Groundswell is working with one unnamed customer to use Appian's low-code engine in modernizing applications under an 11-year, $106 million contract.
“This is a long-term commitment, a nine-figure contract that’s enterprise-wide,” Batsakis said. “There are the types of contracts that were the early building blocks for Salesforce back in the day.”
With Workday, Batsakis points to a $206 million Defense Intelligence Agency award focused on human capital management system modernization.
“Our belief is that Workday is the archetype for a commercial [software as a service] that’s going to rip through federal much like Amazon’s cloud did,” he said, referring to the breakthrough for AWS when it won the CIA cloud contract in 2013.
Workday is among the most widely-used HR systems in many commercial sectors. Many defense technology contractors also use the Workday platform, including Groundswell.
Federal agencies know they have a problem coming as the number of retirements increases.

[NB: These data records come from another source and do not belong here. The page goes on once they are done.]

PR #170, opened 2025-06-19
Rename --config-file to --agent

rahulkarajgikar:
also rename `saiki.yml` to `agent.yml`

and `configuration` folder to `agents`


rahulkarajgikar:
@shaunak99 i updated `saiki.yml` to `agent.yml` and changed the agent instructions to make it Jarvis instead of Saiki.

lmk if you think this is fine 

i think we could also consider renaming `agent.yml` to `default.yml` or even `jarvis.yml` or something else

also yeah we need to make changes in the web ui as well (to not say Hi, i am saiki, talk to me type language)

shaunak99:
I think it's better to have the default one without any name if not Saiki or else it suffers from the same problem.

Something neutral like `agent.yml`, `assistant.yml`, `default.yml`.

The default persona in the system prompt also becomes "You are an AI assistant" and I think this is also the default response you get when you directly call the LLM without any system prompting.

rahulkarajgikar:
that makes sense, i think i'll make it `agent.yml` for now and just get rid of the name Jarvis, can revisit later

rahulkarajgikar:
rebased and updated new docs as well

rahulkarajgikar:
@coderabbitai review

PR #175, opened 2025-06-20
Refactor SaikiAgent usage to be more siimlar to other libraries

rahulkarajgikar:
This changes the preferred method of using the agents via library

old:

```
const agent = await createSaikiAgent()...
const response = await agent.run()
```

new:
```
const agent = new SaikiAgent()
await agent.start()


const response = await agent.run()

// once done:
await agent.stop()
```

updates all documentation, cli scaffolding commands, and adds new tests


rahulkarajgikar:
moving to #176, closing this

“The government’s systems are overly customized and difficult to use,” Batsakis said.
Before the DIA win, Groundswell won a smaller contract with an agency that has an international footprint.
“It was a good way to kind of cut our teeth,” he said.
But the DIA competition was on a different level. Batsakis said Groundswell was the only company bidding with Workday and people scoffed at that choice.
“They didn’t think the agency was ready or prepared to make that kind of move,” Batsakis said.
“But the way they ran their competition was to compare the legacy systems and a bunch of new entrants,” he added. “It was an incredible win and they plan to lead the effort in the [intelligence community] to usher in an era where Workday is their human capital management system.”
Work began with a kickoff meeting during the week started April 1. Batsakis described that as a partnership between Workday, Groundswell and DIA.
A second systems integration contract for change management is in the works. Groundswell will likely not bid on that, preferring to stay close to the to the commercial technology firm, or original equipment manufacturer as Batsakis calls them.
“We want to be on the inside with the OEM, working with their software engineers and building tools and accelerators,” he said.
Groundswell is leaning into that approach as it pursues the Army’s $1 billion Enterprise Business Systems Convergence program. EBSC is structured as an Other Transaction Authority procurement and has gone from eight competitors to two -- Groundswell and Accenture Federal Services.
“We’re in the middle of the last phase of EBSC,” Batsakis said. “We've leaned way forward into next generation SAP technology.”
One requirement of the competition was to demonstrate how to manage ammunition. Groundswell developed a tool to do that and it is SAP-certified. That development work started under an earlier OTA.
“It’s a really incredible achievement,” he said. “This ammunition product takes all the unique rules and policies, accountability, tracking and security and we built them into a suite of tools inside SAP.”
Groundswell is decidedly smaller than Accenture with 450 employees, which Batsakis readily acknowledged. But he touted the task force Groundswell has formed for EBSC as giving it an advantage.
Leidos is bringing its cloud and security offerings, while Microsoft is also a key technology partner. A third key teammate is NTT Data, which is a top-five SAP implementer worldwide and has 8,500 SAP practitioners in the U.S.
“We’ve shored up our structure and depth through teaming,” he said.
The Army will pick a winner of EBSC in about two months.
“My personal belief is that we’ve given them every reason to pick us, but they also have a very complicated enterprise,” he said.
The Army also has options as it could break EBSC up into a legacy portion and a modernization portion.
“It’s all conjecture at this point,” he said.
Whatever happens with EBSC, Groundswell is already looking forward and sees SAP modernization as a huge opportunity.
The Defense Logistics Agency is also looking at modernization as are the Navy, Customs and Border Protection agency and IRS among several others.
“Everybody has to move to the next generation of SAP and one of the reasons we created Groundswell was to get ahead of all that,” he said.